### Problem to work on
Return the listing below in full, with every line exactly as it is.

### Task data
PR #6265, opened 2025-05-12
Add Regression Tests for UDA Compatibility

bska:
Following PR OPM/opm-common#4439, we can activate most of the aspects of the model in PR OPM/opm-tests#1299.

### DIFF
--- a/regressionTests.cmake
+++ b/regressionTests.cmake
@@ -1072,6 +1072,16 @@ add_test_compareECLFiles(CASENAME 01_vappars
                          REL_TOL ${rel_tol}
                          DIR vappars)
 
+add_test_compareECLFiles(CASENAME 6_uda_model5_stdw
+  FILENAME 6_UDA_MODEL5_STDW
+  SIMULATOR flow
+  ABS_TOL ${abs_tol}
+  REL_TOL ${rel_tol}
+  DIR model5
+  RESTART_STEP 1
+  TEST_ARGS --enable-tuning=true
+)
+
 set(_mult_cases
   MULTFLT-01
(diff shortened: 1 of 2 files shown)


bska:
I'm creating this PR in draft mode because I want to run a few checks on the CI system before enabling the regression test.

bska:
jenkins build this please

bska:
I think I'm ready to introduce this regression test now so I'm marking the PR as "ready for review".  We will need to calculate reference solutions before merging the test.

regressionTests.cmake
```diff
@@ -1072,6 +1072,16 @@ add_test_compareECLFiles(CASENAME 01_vappars
...
 
+add_test_compareECLFiles(CASENAME 6_uda_model5_stdw
+  FILENAME 6_UDA_MODEL5_STDW
+  SIMULATOR flow
+  ABS_TOL ${abs_tol}
+  REL_TOL ${rel_tol}
+  DIR model5
+  RESTART_STEP 1
+  TEST_ARGS --enable-tuning=true
+  )
```
akva2, line 1083: <-

akva2 (approved):
One cosmetic

regressionTests.cmake
bska: > :arrow_left: 

Good catch.  I've pushed an update to address that.

bska:

bska:
jenkins build this opm-tests=1341 please

bska:
PR approved, build check is green, and the new reference solutions have been installed on the CI system.  I'll merge into master.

### Response to the task
PR #6265, opened 2025-05-12
Add Regression Tests for UDA Compatibility

bska:
Following PR OPM/opm-common#4439, we can activate most of the aspects of the model in PR OPM/opm-tests#1299.

### DIFF
--- a/regressionTests.cmake
+++ b/regressionTests.cmake
@@ -1072,6 +1072,16 @@ add_test_compareECLFiles(CASENAME 01_vappars
                          REL_TOL ${rel_tol}
                          DIR vappars)
 
+add_test_compareECLFiles(CASENAME 6_uda_model5_stdw
+  FILENAME 6_UDA_MODEL5_STDW
+  SIMULATOR flow
+  ABS_TOL ${abs_tol}
+  REL_TOL ${rel_tol}
+  DIR model5
+  RESTART_STEP 1
+  TEST_ARGS --enable-tuning=true
+)
+
 set(_mult_cases
   MULTFLT-01
(diff shortened: 1 of 2 files shown)


bska:
I'm creating this PR in draft mode because I want to run a few checks on the CI system before enabling the regression test.

bska:
jenkins build this please

bska:
I think I'm ready to introduce this regression test now so I'm marking the PR as "ready for review".  We will need to calculate reference solutions before merging the test.

regressionTests.cmake
```diff
@@ -1072,6 +1072,16 @@ add_test_compareECLFiles(CASENAME 01_vappars
...
 
+add_test_compareECLFiles(CASENAME 6_uda_model5_stdw
+  FILENAME 6_UDA_MODEL5_STDW
+  SIMULATOR flow
+  ABS_TOL ${abs_tol}
+  REL_TOL ${rel_tol}
+  DIR model5
+  RESTART_STEP 1
+  TEST_ARGS --enable-tuning=true
+  )
```
akva2, line 1083: <-

akva2 (approved):
One cosmetic

regressionTests.cmake
bska: > :arrow_left: 

Good catch.  I've pushed an update to address that.

bska:

bska:
jenkins build this opm-tests=1341 please

bska:
PR approved, build check is green, and the new reference solutions have been installed on the CI system.  I'll merge into master.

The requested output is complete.